### TASK PROMPT
Keyword search on "thank": report each line of the records that contains it.

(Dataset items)
PR #269, opened 2021-09-16
client updates: use a single TCP connection and multiplex over that

hannesm:


hannesm:
The CI failures are unrelated (AFAICT). This is already a good chunk in the right direction (with the goal being dns-over-tls resolution). Since all dependencies are released, I'll merge this and we can re-develop/continue on the main branch with dns-over-tls (and then cut a release).

hannesm:
Forgot to mention that this patch set was pair-programmed with @reynir, so we had two pairs of eyes looking at the code already.

Issue #276, opened 2021-11-09
TCP and EDNS


orbitz:
I could not get ocaml-dns working on my laptop which is using unbound and after some debugging I believe the issue is that in Tcp mode, ocaml-dns always attaches an edns record, which unbound does not support.  I flipped over to a UDP implementation and this was resolved.  This was an issue for me because whatever the AWS ECS instances run has the same issue.

1. Does what I have said make sense?
1. If it does, how do you feel about being able to thread a "disable edns" option through when creating a client?

hannesm:
that is a great suggestion, would https://github.com/mirage/ocaml-dns/pull/278/commits/4e3acd1936f7f5e1067202bfaea2f524ea454c1b suit your needs? (You can then pass `` ~edns:`None `` to `create`.

reynir:
Commit c717141b3a662e5eccb58565d698b5e8959edbbc introduced adding edns-tcp-keepalive. I saw that unbound introduced support for edns-tcp-keepalive in 1.8.0 in September 2018. What do you observe when it doesn't work? Can you try and revert commit c717141b3a662e5eccb58565d698b5e8959edbbc and see if that changes anything for you?

orbitz:
@hannesm This looks perfect, thank you!

orbitz:
For more information, here is the TCP Dump I did using dns-client.unix on the current latest release of dns-client.  The error is a "Format error" according to wireshark

https://www.dropbox.com/s/5e556fn5sqv9vwy/dns.log?dl=0

hannesm:
part of 6.1.0 release

PR #278, opened 2021-11-09
dns-client: make edns optional and configurable by API

hannesm:
val Dns_client.Make.create now includes
`` ?edns:[`None | `Auto | `Manual of Dns.Edns.t])``

as suggested by @orbitz in #276

### DIFF
--- a/app/dune
+++ b/app/dune
@@ -40,3 +40,10 @@
   (package      dns-cli)
   (libraries    dns dns-client.lwt dns-cli cmdliner mtime.clock.os
                 lwt.unix hex bos))
+
+(executable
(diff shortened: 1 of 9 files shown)


hannesm:
//cc @reynir the 2nd and 3rd commit should fix the behaviour we observed yesterday (TLS authentication failure). in the end, I think it is fine to ahve a map IP -> Domain_name in the dns-client source code since I can't see a different way how to proceed.

orbitz:
Woo, thank you for the quick turnaround

hannesm:
merged manually with review by @reynir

### OUTPUT OF THE TASK
@hannesm This looks perfect, thank you!
Woo, thank you for the quick turnaround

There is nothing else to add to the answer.